17 November 2011 By Antony Currie, Margaret Doyle

Give UBS two hearty cheers for its decision to slim down to a more suitable fighting weight. New Chief Executive Sergio Ermotti told shareholders on Thursday that the Swiss lender is to almost halve risk-weighted assets at the investment bank to 150 billion Swiss francs. Moreover, he is putting UBS’s private and Swiss banking operations front and centre. That’ll please regulators and investors alike.

But investors should hold off on the third cheer for now. Granted, the plans Ermotti and investment bank boss Carsten Kengeter have put together look sensible enough. They’re shutting several businesses that consume too much capital without providing commensurate returns, such as prop trading, non-mortgage securitisation and complex structured products. Others, like U.S. credit trading and synthetic equities, will be scaled back.

That shows a healthy dose of self-awareness: not only of the limitations of both capital constraints and its own penetration in certain businesses, but also of where an investment bank tethered to one of the premier global private banking franchises should draw the line.

On top of that, UBS is also trimming its return-on-equity ambitions for 2013 to between 12 percent and 17 percent – previously executives were aiming for 15 percent to 20 percent.
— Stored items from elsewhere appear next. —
PR #60, opened 2019-10-01
Update typescript and CRA

cmgiven:
Simple dependency update. Needed to update typescript to pull in bug fix for infinite loop of "Files successfully emitted, waiting for typecheck results..." → " Compiled successfully!". Only saw that in Docker, not sure if others too.

Unfortunately this doesn't solve high CPU usage which is what I was checking out, particularly in the client container. But hey, it's one thing ruled out.

### DIFF
--- a/src/Hedwig/ClientApp/package.json
+++ b/src/Hedwig/ClientApp/package.json
@@ -34,10 +34,10 @@
 		"react-docgen-typescript-loader": "^3.1.1",
 		"react-dom": "^16.9.0",
 		"react-router-dom": "^5.0.1",
-		"react-scripts": "3.1.1",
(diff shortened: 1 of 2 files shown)


cailyncodes:
Looks fine to me. My first thought on high CPU usage is of you have the DOCKER_ON_WINDOWS env var set. You probably wouldn't of course, but I wonder if there is a difference in how a mac parses the conditions in entry point-client.sh causing rsync to run? Its probably not this but just thought I would flag it

cmgiven:
That was my first guess too. But doesn’t look like it. It is something that the node process is doing. 🤷🏻‍♂️

PR #78, opened 2019-10-07
8: Adds support for system-versioned temporal tables

jlhogan:
Adds GraphQL Client for tests

Add docker-compose test run to azure pipeline

Better types and defaults for query arguments

Add verbosity to migration generation

Try to fix flakiness of test by implementin g GetChildByIdAsync in child repo

Block obj and bin mounts to avoid file permission errors

Use DockerCompose task

Extends temporal support and adds more abstraction

Types with temporal support:
    - Child
    - Family
    - FamilyDetermination
    - Enrollment
    - Funding

GraphQL Types with temporal support:
    - ChildType (get versioned family)
    - EnrollmentType (get versioned child, fundings)
    - FamilyType (get versioned determinations)
    - SiteType (get versioned enrollments)

GraphQL Queries with temporal support:
    - ChildQuery
    - EnrollmentQuery

Adds classes:
    - TemporalGraphType<T>
    - TemporalRepository
    - HedwigRepository

Adds tests for most of the above

Resolves conflits with date-filterable Enrollments on sites

Adds:
    - "NotMapped" Sites property to User to make testing easier
Refactors:
    - Handling of date filter params; now passed into enrollment
repository
    - Application of date filter params; adds static query extension
methods to enable chaining of filtering with other query logic

Makes tests run serially


src/Hedwig/Schema/TemporalGraphType.cs
```diff
@@ -0,0 +1,23 @@
...
+using System;
+
+namespace Hedwig.Schema
+{
+    public class TemporalGraphType<T> : ObjectGraphType<T>
+    {
+        public const String AS_OF_KEY = "asOf";
+        public static void SetAsOfGlobal(ResolveFieldContext<T> context, DateTime? asOf)
+        {
+            var userContext = context.UserContext as UserContext;
```
cmgiven: I assume that once we start authorizing requests, we would attach that authorization to a `UserContext`? And I would expect that such a context would persist across multiple requests for the lifetime of an authentication token.

Perhaps we should instead call this context `RequestContext`? And ensure that it doesn't persist across multiple requests? (I can't tell whether it does or does not right now. Perhaps I'll find that as I keep going. If not, that would be a good test to write: a second request after a request with an `asOf` does not persist the `asOf`.)

src/Hedwig/Schema/Queries/EnrollmentQuery.cs
```diff
@@ -1,22 +1,26 @@
...
+	public class EnrollmentQuery : TemporalGraphType<object>, IAppSubQuery
 	{
 		public EnrollmentQuery(IEnrollmentRepository repository)
 		{
             Field<EnrollmentType>(
                 "enrollment",
                 arguments: new QueryArguments(
-                    new QueryArgument<IdGraphType> { Name = "id" }
+                    new QueryArgument<NonNullGraphType<IdGraphType>> { Name = "id" },
+                    new QueryArgument<DateGraphType> { Name = "asOf" }
```
cmgiven: This approach does mean that we want to ensure that we only ever allow a single `asOf` argument and it must be in the top-level query (as if it was anywhere in the GraphQL tree, it would still apply to all of it because the global would be set before the queries are run). That's not a problem. Just flagging that fact.

src/Hedwig/Schema/Types/ChildType.cs
```diff
@@ -29,10 +30,12 @@ public ChildType(IDataLoaderContextAccessor dataLoader, IFamilyRepository famili
 					if (!context.Source.FamilyId.HasValue) { return null; }
 
 					var familyId = context.Source.FamilyId.Value;
+	 				var asOf = GetAsOfGlobal(context);
+					String loaderCacheKey = $"GetFamiliesByIdsAsync{asOf.ToString()}";
```
cmgiven: This will throw an exception if `asOf` is `null`, won't it?

src/Hedwig/Schema/Types/SiteType.cs
```diff
@@ -7,45 +7,40 @@
...
-					var query = enrollments.GetQuery();
-					String queryName;
 					var from = context.GetArgument<DateTime?>("from");
 					var to = context.GetArgument<DateTime?>("to");
-
-					if (!from.HasValue && !to.HasValue) {
-						queryName = "GetEnrollmentsBySiteIdsAsync";
-					} else if (!from.HasValue || !to.HasValue) {
+					if(!ValidateQueryArguments(from, to)) {
 						throw new ExecutionError("Both from and to must be supplied");
```
cmgiven: Makes sense to break this out, but I'd suggest the error message should be associated with the validation. So the method might be `ValidateDateRangeArguments`, and if it throws in that method if it doesn't pass. And then if we want to add other validations, they have their own methods, and their own errors.

src/Hedwig/Schema/Types/ChildType.cs
```diff
@@ -29,10 +30,12 @@ public ChildType(IDataLoaderContextAccessor dataLoader, IFamilyRepository famili
...
 
 					var loader = dataLoader.Context.GetOrAddBatchLoader<int, Family>(
 						"GetFamiliesByIdsAsync",
```
cailyncodes: Should this be `loaderCacheKey` here?

src/Hedwig/Schema/Types/EnrollmentType.cs
```diff
@@ -28,9 +30,11 @@ public EnrollmentType(IDataLoaderContextAccessor dataLoader, IChildRepository ch
 				"fundings",
 				resolve: context =>
 				{
+					DateTime? asOf = GetAsOfGlobal(context);
+					String loaderCacheKey = $"GetFundingsByEnrollmentIdsAsync{asOf.ToString()}";
```
cailyncodes: What happens if `asOf` is null when serializing?

src/Hedwig/Schema/Types/FamilyType.cs
```diff
@@ -2,21 +2,29 @@
...
+					DateTime? asOf = GetAsOfGlobal(context);
+					String loaderCacheKey = $"GetDeterminationsByFamilyIdsAsync{asOf.ToString()}";
+
 					var loader = dataLoader.Context.GetOrAddCollectionBatchLoader<int, FamilyDetermination>(
-						"GetDeterminationsByFamilyIdsAsync",
-						determinations.GetDeterminationsByFamilyIdsAsync);
+						loaderCacheKey,
+						(ids) => {
+							return determinations.GetDeterminationsByFamilyIdsAsync(ids, asOf);
+						}
```
cailyncodes: Can we write this without the additional block and return?

cailyncodes: Can we write this without the additional block and return?

src/Hedwig/Schema/Types/SiteType.cs
```diff
@@ -7,45 +7,40 @@
...
+						(ids) => enrollments.GetEnrollmentsBySiteIdsAsync(ids, asOf, from, to));
 					return loader.LoadAsync(context.Source.Id);
 				}
 			);
 		}
+        private static Boolean ValidateQueryArguments(DateTime? from, DateTime? to)
+		{
+			if(from.HasValue && to.HasValue) return true;
+			if(!from.HasValue && !to.HasValue) return true;
+			return false;
```
cmgiven: Could be `return from.HasValue == to.HasValue;`

test/HedwigTests/TestContextProvider.cs
```diff
@@ -1,29 +1,39 @@
...
+                    services.AddLogging(configure => configure.AddConsole());
+                }
+                
+                var options = new DbContextOptionsBuilder<HedwigContext>()
+                    .UseSqlServer(Environment.GetEnvironmentVariable("SQLCONNSTR_HEDWIG"))
+										.EnableSensitiveDataLogging()
+                    .UseInternalServiceProvider(services.BuildServiceProvider())
+                    .Options;
+                Context = new HedwigContext(options);
+                Context.Database.Migrate();
```
cmgiven: I think this is probably fine for now. But I wonder whether, particularly as projects get older and have many more migrations, this could become a major performance sink.

Did you explore whether there are options to delete the data instead of dropping the database? There might be a basic version of that where we iterate through all the tables running `DELETE FROM [TABLE]`.

src/Hedwig/Migrations/20190909160144_InitialCreate.cs
```diff
@@ -8,6 +8,7 @@ public partial class InitialCreate : Migration
     {
         protected override void Up(MigrationBuilder migrationBuilder)
         {
+            migrationBuilder.CreateHistorySchema();
```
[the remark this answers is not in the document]
jlhogan: I am kind of not a fan of building up a lot of migrations during initial dev when there's no live QA/staging cluster etc. To my mind, it just creates unnecessary clutter, and I don't really think there's value in capturing the steps by which initial schema was created. So I would +1 wipe all migrations and start from scratch, but would advocate for doing that at some point when we're going to deploy this to a use-able QA/staging place!

src/Hedwig/Schema/Queries/EnrollmentQuery.cs
jlhogan: depends on implementation. right now, asof globals are only set in queries, which are always top-level queries in our implementation. sub-queries are implemented on type definitions. Do you think there's a more ideal way to handle asof in query? this was what my brain came up with to be least error-prone, but very interested in others' thoughts

src/Hedwig/Schema/Types/ChildType.cs
jlhogan: no, `ToString()` on a nullable type returns empty string if it is null

test/HedwigTests/TestContextProvider.cs
jlhogan: yeah, discussed this with @cailyncodes and opened a placeholder ticket that needs to be fleshed out to capture this work. The way the test fixtures work now was kind of just pulled from examples on the internet, and is far from ideal for our situation, but I didn't want to block getting this out on fixing that up. It can be the thing I tackle next tho! https://github.com/ctoec/ecis-experimental/issues/79

src/Hedwig/Schema/Types/EnrollmentType.cs
jlhogan: empty string

src/Hedwig/Schema/TemporalGraphType.cs
```diff
@@ -0,0 +1,23 @@
+using GraphQL.Types;
+using System;
+
+namespace Hedwig.Schema
+{
+    public class TemporalGraphType<T> : ObjectGraphType<T>
+    {
+        public const String AS_OF_KEY = "asOf";
```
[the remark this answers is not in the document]
jlhogan: made it public for testing :grimacing: not sure what C# standard is for accessing private members in tests, will find out

src/Hedwig/Data/HedwigContext.cs
```diff
@@ -17,6 +18,42 @@ public HedwigContext(DbContextOptions<HedwigContext> options) : base(options)
 		public DbSet<SitePermission> SitePermissions { get; set; }
 		public DbSet<User> Users { get; set; }
 
+		public DbSet<T> GetDbSetForType<T>() where T : class
+		{
+			if(typeof(T) == typeof(Child)) {
```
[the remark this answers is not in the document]
jlhogan: you can't use `typeof(T)` as the match expression in a switch statement but also i deleted this :)

src/Hedwig/Schema/TemporalGraphType.cs
jlhogan: I believe the lifetime of the user context is a single query. We'll need to re-add auth to the context on each query. It's called `UserContext` only because that's what it is called in the graphQL world, but definitely down to rename. Will add those tests as well!

jlhogan:
> My only substantial concern is the global arguments and user context stuff. Can you provide some context to this or a reference link?
Sadly, not really. Most of what I have internalized about UserContext I got from reading source code and GitHub issues. I can add some comments to our source that explain at least a bit what is going on! 

> More minor: I also wonder if this is better broken up into smaller PRs - there is a lot going on and if were ever need to revert, it would be nice not to have to undo everything. I'm not super committed to this suggestion but did want to raise it.
Not really sure  that there are parts of this that we'd want to roll back without other parts, if that makes sense. Its a big honking PR, and definitely a large unit of work, but to me still feels compellingly like a single unit.

> Even more minor: The spacing/tabbing is inconsistent - I wonder if there is a linter we can use to fix all of this?
i truly am flummoxed by how much trouble I'm having figuring this out. I can't bring myself to deal with it right now, but it's on the mental todo and we can prioritize. It should get a real-life todo aka ticket :)

src/Hedwig/Migrations/20190909160144_InitialCreate.cs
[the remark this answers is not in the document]
jlhogan: i would +1 wiping all migrations and starting from scratch, but not becasue we _need_ to do this in the initial. More b/c i dont think there's really any value to maintaining migration history during dev as the schema gets worked out. When we're deploying to a fixed staging/QA place where the DB is persisted, then we obviously need to leverage migrations. But migrations before that point are just extra code IMO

The new target looks far more realistic. And the return of a dividend, however token, is welcome from a bank that already looks well capitalised with good liquidity.

But some of this looked overdue even before the painful $2 billion rogue trading loss in the summer. Several rivals have already slashed earnings targets. Some 45 percent of the balance-sheet trimming stems from offloading unwanted legacy assets. And this is not the first time UBS has insisted it’s embracing a client-centric strategy.

What’s more, shrinking ambitions while trying to maintain already dented staff morale is no easy task. UBS still needs to rebuild confidence in its compliance and risk-management practices in the wake of the rogue trading scandal. And executives must demonstrate they can stick to their knitting – though having legacy assets managed at group level should reassure investors that the investment bank won’t quietly plough the proceeds back into other ventures.

Ermotti and Kengeter are making the right moves so far. But the onus is on them to keep up the momentum.